What the task requires: Using the records below, report how many lines hold "connection", with no extra text.

Segment Open

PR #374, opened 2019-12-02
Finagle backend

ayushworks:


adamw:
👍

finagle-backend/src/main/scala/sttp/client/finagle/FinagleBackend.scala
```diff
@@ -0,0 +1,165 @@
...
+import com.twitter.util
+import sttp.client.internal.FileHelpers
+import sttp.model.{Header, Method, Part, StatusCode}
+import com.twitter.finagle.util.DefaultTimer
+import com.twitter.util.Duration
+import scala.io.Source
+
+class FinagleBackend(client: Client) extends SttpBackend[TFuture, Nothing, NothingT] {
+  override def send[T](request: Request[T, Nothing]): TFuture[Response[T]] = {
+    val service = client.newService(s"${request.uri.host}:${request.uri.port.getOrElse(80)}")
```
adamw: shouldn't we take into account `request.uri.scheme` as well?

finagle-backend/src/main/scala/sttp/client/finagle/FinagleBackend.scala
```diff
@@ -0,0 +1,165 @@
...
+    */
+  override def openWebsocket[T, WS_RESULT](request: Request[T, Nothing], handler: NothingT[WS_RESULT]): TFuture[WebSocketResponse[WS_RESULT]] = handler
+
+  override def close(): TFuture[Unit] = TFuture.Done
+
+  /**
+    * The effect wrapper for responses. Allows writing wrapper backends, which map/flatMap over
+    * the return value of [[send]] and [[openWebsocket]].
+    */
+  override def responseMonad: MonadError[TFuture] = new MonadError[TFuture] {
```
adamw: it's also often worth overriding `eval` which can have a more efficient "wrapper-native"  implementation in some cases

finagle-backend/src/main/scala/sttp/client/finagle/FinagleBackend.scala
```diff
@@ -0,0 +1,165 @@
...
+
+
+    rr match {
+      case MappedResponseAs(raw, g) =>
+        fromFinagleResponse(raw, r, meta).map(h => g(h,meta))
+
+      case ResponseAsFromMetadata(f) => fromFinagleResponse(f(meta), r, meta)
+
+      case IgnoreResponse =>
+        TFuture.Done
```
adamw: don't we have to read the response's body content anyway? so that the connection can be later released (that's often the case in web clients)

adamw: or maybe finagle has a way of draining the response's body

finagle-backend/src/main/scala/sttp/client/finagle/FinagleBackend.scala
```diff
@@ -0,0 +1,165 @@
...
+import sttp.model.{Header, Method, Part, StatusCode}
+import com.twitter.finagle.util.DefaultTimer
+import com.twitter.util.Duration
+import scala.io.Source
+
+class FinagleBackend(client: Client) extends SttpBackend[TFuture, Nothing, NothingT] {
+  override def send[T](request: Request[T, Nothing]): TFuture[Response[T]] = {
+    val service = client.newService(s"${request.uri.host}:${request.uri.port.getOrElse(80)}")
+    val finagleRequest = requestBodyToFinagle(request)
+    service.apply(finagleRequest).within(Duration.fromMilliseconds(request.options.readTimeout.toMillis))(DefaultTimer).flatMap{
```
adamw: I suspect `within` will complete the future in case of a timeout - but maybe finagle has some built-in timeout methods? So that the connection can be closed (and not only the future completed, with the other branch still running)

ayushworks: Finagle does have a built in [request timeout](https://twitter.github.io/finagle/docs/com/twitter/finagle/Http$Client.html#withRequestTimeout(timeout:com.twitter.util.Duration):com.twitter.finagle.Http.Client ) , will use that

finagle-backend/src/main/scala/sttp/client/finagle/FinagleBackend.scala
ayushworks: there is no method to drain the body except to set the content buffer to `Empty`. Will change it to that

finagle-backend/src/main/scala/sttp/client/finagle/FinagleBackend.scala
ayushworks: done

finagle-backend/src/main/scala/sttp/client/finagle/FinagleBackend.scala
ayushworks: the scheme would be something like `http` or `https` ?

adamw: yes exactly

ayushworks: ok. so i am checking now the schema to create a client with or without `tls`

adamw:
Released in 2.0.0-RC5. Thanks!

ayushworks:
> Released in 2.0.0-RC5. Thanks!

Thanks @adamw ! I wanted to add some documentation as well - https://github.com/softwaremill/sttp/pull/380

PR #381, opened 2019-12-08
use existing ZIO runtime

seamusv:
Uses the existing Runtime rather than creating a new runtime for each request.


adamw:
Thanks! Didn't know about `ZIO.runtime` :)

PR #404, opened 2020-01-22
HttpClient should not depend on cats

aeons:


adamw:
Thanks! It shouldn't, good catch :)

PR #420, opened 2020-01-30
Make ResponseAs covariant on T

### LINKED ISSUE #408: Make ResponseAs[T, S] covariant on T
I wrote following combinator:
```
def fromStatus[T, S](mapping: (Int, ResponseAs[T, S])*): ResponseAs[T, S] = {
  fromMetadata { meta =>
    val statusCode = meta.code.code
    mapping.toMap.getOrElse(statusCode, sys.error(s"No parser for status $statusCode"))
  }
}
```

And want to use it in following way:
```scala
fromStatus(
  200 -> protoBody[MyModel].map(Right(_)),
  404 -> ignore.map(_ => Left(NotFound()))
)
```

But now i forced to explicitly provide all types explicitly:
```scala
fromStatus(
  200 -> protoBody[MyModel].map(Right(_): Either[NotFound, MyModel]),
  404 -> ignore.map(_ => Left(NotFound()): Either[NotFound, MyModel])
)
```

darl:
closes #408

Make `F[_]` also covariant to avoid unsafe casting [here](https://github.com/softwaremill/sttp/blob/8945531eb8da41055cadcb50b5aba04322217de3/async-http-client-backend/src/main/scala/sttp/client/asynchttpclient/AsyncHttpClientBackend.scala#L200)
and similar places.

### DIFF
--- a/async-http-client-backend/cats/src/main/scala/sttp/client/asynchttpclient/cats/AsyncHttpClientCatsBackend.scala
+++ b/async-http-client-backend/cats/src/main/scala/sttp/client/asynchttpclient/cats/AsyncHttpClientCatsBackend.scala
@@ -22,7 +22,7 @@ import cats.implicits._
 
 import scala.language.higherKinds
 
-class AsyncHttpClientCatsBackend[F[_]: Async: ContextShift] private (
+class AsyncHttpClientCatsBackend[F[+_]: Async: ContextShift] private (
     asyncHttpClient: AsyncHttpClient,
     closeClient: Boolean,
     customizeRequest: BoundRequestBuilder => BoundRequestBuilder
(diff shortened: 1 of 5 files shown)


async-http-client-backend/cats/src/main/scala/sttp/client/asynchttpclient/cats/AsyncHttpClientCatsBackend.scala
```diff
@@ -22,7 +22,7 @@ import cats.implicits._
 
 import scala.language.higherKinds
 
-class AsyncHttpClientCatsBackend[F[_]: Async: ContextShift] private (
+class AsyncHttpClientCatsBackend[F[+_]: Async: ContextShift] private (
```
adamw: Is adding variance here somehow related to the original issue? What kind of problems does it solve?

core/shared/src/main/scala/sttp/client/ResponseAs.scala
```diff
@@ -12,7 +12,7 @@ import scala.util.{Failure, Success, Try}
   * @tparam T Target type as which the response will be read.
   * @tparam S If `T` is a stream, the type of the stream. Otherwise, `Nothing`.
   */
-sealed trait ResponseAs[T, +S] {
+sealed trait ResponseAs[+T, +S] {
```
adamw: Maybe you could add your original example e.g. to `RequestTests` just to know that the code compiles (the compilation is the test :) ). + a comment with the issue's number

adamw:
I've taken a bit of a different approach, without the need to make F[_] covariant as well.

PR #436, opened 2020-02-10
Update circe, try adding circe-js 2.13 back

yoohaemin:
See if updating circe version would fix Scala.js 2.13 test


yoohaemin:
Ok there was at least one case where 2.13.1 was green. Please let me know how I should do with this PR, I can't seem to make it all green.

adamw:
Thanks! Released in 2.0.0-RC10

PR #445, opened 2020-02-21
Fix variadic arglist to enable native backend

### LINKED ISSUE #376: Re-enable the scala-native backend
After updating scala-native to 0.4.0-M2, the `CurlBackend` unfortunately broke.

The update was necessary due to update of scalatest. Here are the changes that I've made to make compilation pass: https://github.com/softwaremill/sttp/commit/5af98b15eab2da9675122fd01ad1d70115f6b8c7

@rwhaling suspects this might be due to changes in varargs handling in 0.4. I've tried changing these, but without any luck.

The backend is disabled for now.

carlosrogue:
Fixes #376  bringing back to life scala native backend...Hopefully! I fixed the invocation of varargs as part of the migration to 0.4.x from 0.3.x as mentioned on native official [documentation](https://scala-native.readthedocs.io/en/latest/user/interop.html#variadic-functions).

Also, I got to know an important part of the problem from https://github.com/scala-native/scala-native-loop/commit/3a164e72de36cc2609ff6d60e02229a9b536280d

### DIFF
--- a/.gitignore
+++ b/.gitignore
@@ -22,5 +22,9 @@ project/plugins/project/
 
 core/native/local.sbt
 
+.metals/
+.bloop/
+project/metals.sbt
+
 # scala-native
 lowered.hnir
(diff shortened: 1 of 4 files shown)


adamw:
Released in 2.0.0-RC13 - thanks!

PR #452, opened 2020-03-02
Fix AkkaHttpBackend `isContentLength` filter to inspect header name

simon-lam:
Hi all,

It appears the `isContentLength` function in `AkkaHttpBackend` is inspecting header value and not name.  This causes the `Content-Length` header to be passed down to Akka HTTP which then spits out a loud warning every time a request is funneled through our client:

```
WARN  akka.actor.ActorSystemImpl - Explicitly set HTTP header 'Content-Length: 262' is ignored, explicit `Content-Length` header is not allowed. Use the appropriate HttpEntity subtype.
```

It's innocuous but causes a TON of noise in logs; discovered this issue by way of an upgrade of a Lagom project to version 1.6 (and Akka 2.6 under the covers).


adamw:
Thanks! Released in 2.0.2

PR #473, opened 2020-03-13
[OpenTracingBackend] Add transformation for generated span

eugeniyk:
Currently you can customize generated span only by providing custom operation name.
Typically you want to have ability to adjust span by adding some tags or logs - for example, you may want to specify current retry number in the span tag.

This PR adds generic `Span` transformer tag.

Segment Closed
Segment Open

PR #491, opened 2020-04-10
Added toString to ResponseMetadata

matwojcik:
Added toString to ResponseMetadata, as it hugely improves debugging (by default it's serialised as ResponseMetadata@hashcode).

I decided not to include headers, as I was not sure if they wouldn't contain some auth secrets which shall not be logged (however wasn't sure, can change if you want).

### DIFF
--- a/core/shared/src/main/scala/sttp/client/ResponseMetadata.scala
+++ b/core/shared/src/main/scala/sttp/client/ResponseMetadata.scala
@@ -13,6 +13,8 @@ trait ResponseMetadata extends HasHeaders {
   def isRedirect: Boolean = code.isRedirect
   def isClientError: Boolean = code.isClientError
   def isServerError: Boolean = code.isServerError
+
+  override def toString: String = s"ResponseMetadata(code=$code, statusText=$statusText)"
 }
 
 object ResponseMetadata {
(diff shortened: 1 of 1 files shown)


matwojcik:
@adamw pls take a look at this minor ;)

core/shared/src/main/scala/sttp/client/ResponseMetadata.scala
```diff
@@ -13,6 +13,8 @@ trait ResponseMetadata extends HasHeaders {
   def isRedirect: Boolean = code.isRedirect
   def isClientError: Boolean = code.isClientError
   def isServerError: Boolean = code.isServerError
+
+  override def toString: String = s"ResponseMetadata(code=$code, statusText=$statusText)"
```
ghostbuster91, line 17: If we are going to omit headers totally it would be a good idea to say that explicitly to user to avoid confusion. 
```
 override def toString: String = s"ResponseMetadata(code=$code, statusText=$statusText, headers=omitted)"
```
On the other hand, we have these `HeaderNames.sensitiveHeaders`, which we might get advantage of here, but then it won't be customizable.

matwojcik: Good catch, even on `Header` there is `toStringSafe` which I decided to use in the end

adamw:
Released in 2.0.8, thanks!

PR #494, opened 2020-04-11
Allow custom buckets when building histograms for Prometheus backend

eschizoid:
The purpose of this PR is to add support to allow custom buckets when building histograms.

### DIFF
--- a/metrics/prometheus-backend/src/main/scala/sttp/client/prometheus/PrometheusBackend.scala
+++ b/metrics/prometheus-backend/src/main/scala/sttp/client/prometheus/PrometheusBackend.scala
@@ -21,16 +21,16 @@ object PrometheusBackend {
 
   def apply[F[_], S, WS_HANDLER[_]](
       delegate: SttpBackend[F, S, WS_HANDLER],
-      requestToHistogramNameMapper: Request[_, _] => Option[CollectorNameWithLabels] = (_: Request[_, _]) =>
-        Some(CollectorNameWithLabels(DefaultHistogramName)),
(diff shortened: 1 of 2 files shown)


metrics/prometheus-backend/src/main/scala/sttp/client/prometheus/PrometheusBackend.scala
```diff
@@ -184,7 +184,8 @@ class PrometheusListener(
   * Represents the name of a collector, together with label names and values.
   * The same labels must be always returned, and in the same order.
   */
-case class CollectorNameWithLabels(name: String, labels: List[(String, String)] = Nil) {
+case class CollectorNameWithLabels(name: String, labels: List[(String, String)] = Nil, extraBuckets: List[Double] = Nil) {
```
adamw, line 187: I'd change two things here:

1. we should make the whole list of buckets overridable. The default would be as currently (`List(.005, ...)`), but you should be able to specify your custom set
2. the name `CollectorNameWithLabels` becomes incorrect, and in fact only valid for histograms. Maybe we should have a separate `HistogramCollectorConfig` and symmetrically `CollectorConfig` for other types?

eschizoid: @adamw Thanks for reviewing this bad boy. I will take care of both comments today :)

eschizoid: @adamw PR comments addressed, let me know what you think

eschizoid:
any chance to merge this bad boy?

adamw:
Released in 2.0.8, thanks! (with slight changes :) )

Segment Closed
Segment Open

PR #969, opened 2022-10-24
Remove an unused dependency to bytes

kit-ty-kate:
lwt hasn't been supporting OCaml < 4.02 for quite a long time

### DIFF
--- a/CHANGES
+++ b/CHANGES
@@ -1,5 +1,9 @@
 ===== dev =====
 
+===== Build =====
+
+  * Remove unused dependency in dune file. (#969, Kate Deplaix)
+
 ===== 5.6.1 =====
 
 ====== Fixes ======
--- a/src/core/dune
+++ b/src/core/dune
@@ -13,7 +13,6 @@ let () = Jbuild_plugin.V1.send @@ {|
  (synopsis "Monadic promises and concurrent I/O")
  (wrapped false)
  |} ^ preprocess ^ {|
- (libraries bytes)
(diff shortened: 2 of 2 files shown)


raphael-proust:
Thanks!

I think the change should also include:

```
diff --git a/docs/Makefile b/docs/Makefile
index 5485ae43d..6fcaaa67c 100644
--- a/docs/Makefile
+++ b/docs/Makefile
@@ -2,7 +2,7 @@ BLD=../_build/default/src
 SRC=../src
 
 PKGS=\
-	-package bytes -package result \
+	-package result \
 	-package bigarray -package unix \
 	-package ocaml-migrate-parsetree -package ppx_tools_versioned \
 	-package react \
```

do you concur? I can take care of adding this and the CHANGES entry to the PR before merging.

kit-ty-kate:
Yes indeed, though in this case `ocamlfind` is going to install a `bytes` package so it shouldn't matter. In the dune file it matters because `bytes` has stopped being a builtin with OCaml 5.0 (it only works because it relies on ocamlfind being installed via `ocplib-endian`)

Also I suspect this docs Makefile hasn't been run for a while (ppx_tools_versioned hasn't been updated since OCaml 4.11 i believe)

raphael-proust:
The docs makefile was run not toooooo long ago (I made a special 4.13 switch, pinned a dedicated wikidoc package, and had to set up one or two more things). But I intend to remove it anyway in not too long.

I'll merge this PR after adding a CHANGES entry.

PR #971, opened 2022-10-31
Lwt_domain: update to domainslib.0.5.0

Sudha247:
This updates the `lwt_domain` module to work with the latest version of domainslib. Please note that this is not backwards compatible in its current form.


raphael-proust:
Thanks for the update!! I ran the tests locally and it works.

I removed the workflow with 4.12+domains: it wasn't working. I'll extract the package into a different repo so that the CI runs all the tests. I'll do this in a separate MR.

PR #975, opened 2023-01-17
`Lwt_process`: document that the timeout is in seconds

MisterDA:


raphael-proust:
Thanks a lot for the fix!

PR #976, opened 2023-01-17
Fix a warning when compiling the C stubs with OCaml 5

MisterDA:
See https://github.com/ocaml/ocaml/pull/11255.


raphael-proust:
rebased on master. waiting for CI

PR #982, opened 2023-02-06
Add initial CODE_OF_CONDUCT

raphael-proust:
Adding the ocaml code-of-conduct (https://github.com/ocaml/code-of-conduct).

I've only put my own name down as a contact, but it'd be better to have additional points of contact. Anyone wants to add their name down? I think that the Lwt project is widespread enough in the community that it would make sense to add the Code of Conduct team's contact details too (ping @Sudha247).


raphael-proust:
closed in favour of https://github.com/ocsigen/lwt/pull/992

Segment Closed

Written reply: 2